To overcome the limitations of data, the current study proposed a novel and easily accessible methodology for creating predictors that can be applied to all areas using satellite data. Thus, we identified a suitable period for accumulating rainfall to effectively capture runoff characteristics, encompassing aspects such as soil moisture and runoff patterns. Unlike processes in some reports that relied on randomness or trial approaches, the current approach applied a principled selection process. Moreover, ANN and RF models were selected to evaluate the performance of the predictor variables.
MATERIALS AND METHODS
Study area
Measurement data
This study required two essential datasets: rainfall data and runoff data. They were sourced from the Royal Irrigation Department (RID) based on daily data. To represent average rainfall, the Thiessen Polygon method was utilized to calculate the average rainfall from 19 rain gauge stations situated within the study area. Furthermore, the runoff data at the station at P.1, located at the basin outlet, was used for model calibration. However, notably, data availability was influenced by concerns related to data integrity and limited online access. Consequently, the dataset covering the period from 2008 to 2016 was selected for this study.
Soil water index
The SWI provides a measure of soil moisture levels at various soil depths, primarily influenced by precipitation-induced infiltration processes. The calculation of SWI relies on surface soil moisture (SSM) data, extracted from the Advanced Scatterometer (ASCAT) sensor, as specified in studies by Albergel et al. (2008) and Paulik et al.(2014). The available data cover the period since 2008. To capture soil moisture dynamics at different depths, the SWI uses characteristic temporal length (T) parameters. These parameters include intervals of 1, 5, 10, 15, 20, 40, 60, and 100 days. Each T-length corresponds to a specific depth within the soil profile, offering insights into the moisture conditions at distinct levels. Notably, research conducted in the Ping River basin has indicated that the 40-day T-length is well suited for representing soil moisture in the upper region of the basin (Sriwongsitanon et al. 2023). Therefore, SWI-40 days may enhance runoff forecasting accuracy and contribute to more informed water resource management strategies.
Rainfall products
For this study, two rainfall product datasets were selected as key inputs: the GPM from Integrated Multisatellite Retrievals for GPM (GPM-IMERG) and CHIRPS. These datasets offer a valuable solution for estimating precipitation in areas where ground-based data might be scarce or limited. The GPM datasets, developed by NASA, are designed to provide estimates of surface precipitation across a substantial portion of the globe. These datasets offer a high spatial resolution of 0.1 km. GPM consists of three distinct products, each tailored to address varying user needs concerning accuracy and timeliness. These products consist of early, late, and final versions. Among these, the final version stands out by having the highest accuracy, even though it has a longer latency of three months (Foelsche et al. 2017; Ramadhan et al. 2022). The CHIRPS datasets, established through collaboration between the United States Geological Survey (USGS) and the Climate Hazards Group at the University of California, utilize infrared precipitation data in conjunction with station measurements. CHIRPS cover a substantial area from 50° S to 50° N with a fine spatial resolution of 0.05 km. They have two distinctive products: the preliminary rainfall product with a two-day latency and the final product with a three-week latency (Funk et al. 2015). To ensure the accuracy and quality of the input data, as well as to achieve robust and reliable outcomes for runoff estimation, the current study utilized the final versions of both GPM and CHIRPS.
Models
The ANN model is a complicated computational process inspired by the neural networks observed in the human brain. It exhibits a remarkable ability to handle intricate, nonlinear relationships within data. ANNs excel at discerning complex patterns and resolving multifaceted problems, ranging from classification tasks to regression analysis. An ANN comprises three fundamental layers: the input layer, hidden layers, and the output layer. The input layer is the initial point for introducing input data into the model and relaying the raw information to the network. The hidden layers are responsible for processing the input dataset and transforming it to make it suitable for the final output. The output layer determines the ultimate target output of the model based on the processed information from the hidden layers.
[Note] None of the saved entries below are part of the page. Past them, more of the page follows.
Issue #56018, opened 2023-10-07
Incorrect inference of mapped substitution type in conditional involving a union of arrays (regression)


geoffreytools:
### 🔎 Search Terms

"inference", "conditional type", "substitution type", "mapped type", "type constraint", "array", "union type"

### 🕗 Version & Regression Information

This changed between versions 5.0.4 and 5.1.6

### ⏯ Playground Link

https://www.typescriptlang.org/play?ts=5.1.6#code/C4TwDgpgBAShB2BDAthAJlAvFAThRaA9vADYhQAUA3lANoDWAXFAAo6GQ6gDSEIAuswDOwHAEt4AcygBfKAB8oAV3hoIAMwnoAlLX4AofaEhQAYoUIAeACpQIAD2AI0Q3PiKlyFNhwhcQvOSKKmqa8Dp6CrAIKOgAfFj6UMlQtg5Oqq5wSKgYAPxQAOIQwIFClnAAjkpieGg2cQnMVTV1DYbG0MWlfOUwdo7OWTG5Cdg0tNxQElD0fITqsIKz84swk-yyhgD028pCiJIQRuDQAIJYZhaWtADkiLd5-Am7dABEiG8GnVAAQpfmKy0GiIPLMW4AI1usmeUFetA+XyAA

### 💻 Code

```ts
type Renamed = readonly ({ [k: PropertyKey]: string } | undefined)[]

type Foo<T extends readonly (PropertyKey | undefined)[] | Renamed> =
    T extends Renamed ? GetKeys<Required<T>> : Required<T>
//                              ~~~~~~~~~~
// Type 'Required<T>' does not satisfy the constraint 'Renamed'

type GetKeys<R extends Renamed> = { [K in keyof R]: keyof R[K] }

// usage
type A = Foo<['a'?]> // ["a"]
type B = Foo<[{ a?: 'b' }]> // ["a"]
```

### 🙁 Actual behavior

TS fails to see that `Required<T extends Renamed>` extends `Renamed`.

### 🙂 Expected behavior

It should compile.

### Additional information about the issue

Substitute `readonly (PropertyKey | undefined)[]` with something that is not an array and the problem disappears. 

I get the same error when I do `GetKeys<Id<T>>` with `type Id<T> = { [K in keyof T]: T[K] }`.

`Extract<Required<T>, Required<Renamed>>` silences the error, but `Extract<Required<T>, Renamed>` does not.

Andarist:
[...]

PR #56027, opened 2023-10-08
Fixed a relationship check when apparent type of mapped type expands to a union

Andarist:
fixes https://github.com/microsoft/TypeScript/issues/56018

### DIFF
--- a/src/compiler/checker.ts
+++ b/src/compiler/checker.ts
@@ -22373,7 +22373,11 @@ export function createTypeChecker(host: TypeCheckerHost): TypeChecker {
                 }
                 const sourceIsPrimitive = !!(sourceFlags & TypeFlags.Primitive);
                 if (relation !== identityRelation) {
+                    const originalSource = source;
                     source = getApparentType(source);
+                    if (!(originalSource.flags & TypeFlags.Union) && source.flags & TypeFlags.Union && (result = unionOrIntersectionRelatedTo(source, target, reportErrors, intersectionState))) {
+                        return result;
+                    }
                     sourceFlags = source.flags;
                 }
                 else if (isGenericMappedType(source)) {
--- a/tests/baselines/reference/intersectionSatisfiesConstraint.types
+++ b/tests/baselines/reference/intersectionSatisfiesConstraint.types
@@ -29,9 +29,9 @@ const myFirstFunction = <T extends FirstInterface | SecondInterface>(param1: T) 
 >3 : 3
 
     mySecondFunction(newParam)
->mySecondFunction(newParam) : { commonProperty: number; otherProperty: number; }
+>mySecondFunction(newParam) : T & { otherProperty: number; }
 >mySecondFunction : <T extends { commonProperty: number; otherProperty: number; }>(newParam: T) => T
->newParam : (FirstInterface | SecondInterface) & { otherProperty: number; }
+>newParam : T & { otherProperty: number; }
 }
 
 const mySecondFunction = <T extends { commonProperty: number, otherProperty: number }>(newParam: T) => {
--- a/tests/baselines/reference/keyofAndIndexedAccessErrors.errors.txt
+++ b/tests/baselines/reference/keyofAndIndexedAccessErrors.errors.txt
@@ -42,8 +42,10 @@ keyofAndIndexedAccessErrors.ts(103,9): error TS2322: Type 'Extract<keyof T, stri
   'Extract<keyof T, string>' is assignable to the constraint of type 'K', but 'K' could be instantiated with a different subtype of constraint 'string'.
     Type 'string & keyof T' is not assignable to type 'K'.
       'string & keyof T' is assignable to the constraint of type 'K', but 'K' could be instantiated with a different subtype of constraint 'string'.
-        Type 'string' is not assignable to type 'K'.
-          'string' is assignable to the constraint of type 'K', but 'K' could be instantiated with a different subtype of constraint 'string'.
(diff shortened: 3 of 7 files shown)


src/compiler/checker.ts
```diff
@@ -22373,7 +22373,11 @@ export function createTypeChecker(host: TypeCheckerHost): TypeChecker {
                 }
                 const sourceIsPrimitive = !!(sourceFlags & TypeFlags.Primitive);
                 if (relation !== identityRelation) {
+                    const originalSource = source;
                     source = getApparentType(source);
+                    if (!(originalSource.flags & TypeFlags.Union) && source.flags & TypeFlags.Union && (result = unionOrIntersectionRelatedTo(source, target, reportErrors, intersectionState))) {
```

An RF model is a powerful ensemble learning technique used in machine learning for both classification and regression. It combines multiple decision trees during the training process and aggregates their predictions to produce the best results. These individual decision trees are created using a process called bootstrapped sampling, where each tree is trained on a different subset of the data with replacement. The ensemble model can help improve model accuracy, reduce overfitting, and increase robustness against variance in the data.
Methods
The methodology of this study can be summarized as follows: 1. Presenting a method for selecting predictor variables from accumulated rainfall data to reflect the runoff characteristics. 2. Evaluating the predictor variables through simulation using the RF and ANN models. 3. Assessing the performance of the gridded rainfall products as input data.
Selection of predictor variables
The primary components of runoff are surface flow and base flow. Surface flow reacts promptly to rainfall events, exhibiting a rapid increase and then a decrease within a few days when it rains. Conversely, base flow changes gradually and provides a stable water supply to streamflow during dry periods without precipitation. The natural factors influencing runoff change comprise the intensity of rainfall, soil moisture, land use, and soil type. In this study, both rainfall and soil moisture were chosen as predictors for runoff forecasting, under the assumption that there are no changes in land use and soil type that could influence the runoff. Soil moisture plays a crucial role in the variation of runoff as it indicates the water that can be absorbed or retained in the soil. When the soil is already saturated from previous rainfall, its ability to store additional water is diminished, resulting in an increase in runoff. Due to the absence of soil moisture measurement data in the region, we opted to use the SWI as a substitute for soil moisture. Additionally, accumulated rainfall at various periods was compared with the SWI to find the most suitable correlation. To analyze the trend of runoff, the runoff and accumulated rainfall were compared using Pearson correlations to determine the suitability of the time interval of the accumulated rainfall as a predictor. Changes in the runoff coefficient (RC) were calculated on a monthly scale by dividing the monthly average runoff by the monthly average rainfall. This calculation helped us to understand the runoff pattern occurring during various periods. Typically, the RC is relatively low during the beginning of the rainy season due to the arid conditions in the area caused by persistent drought and low groundwater levels. Then, the RC starts to steadily increase toward the end of the rainy season. Even after the rainfall has decreased, the RC continues to rise. These findings illustrate that utilizing data spanning, an extended period in the past aids in identifying trends and comprehending fluctuations in runoff over time in a specific area.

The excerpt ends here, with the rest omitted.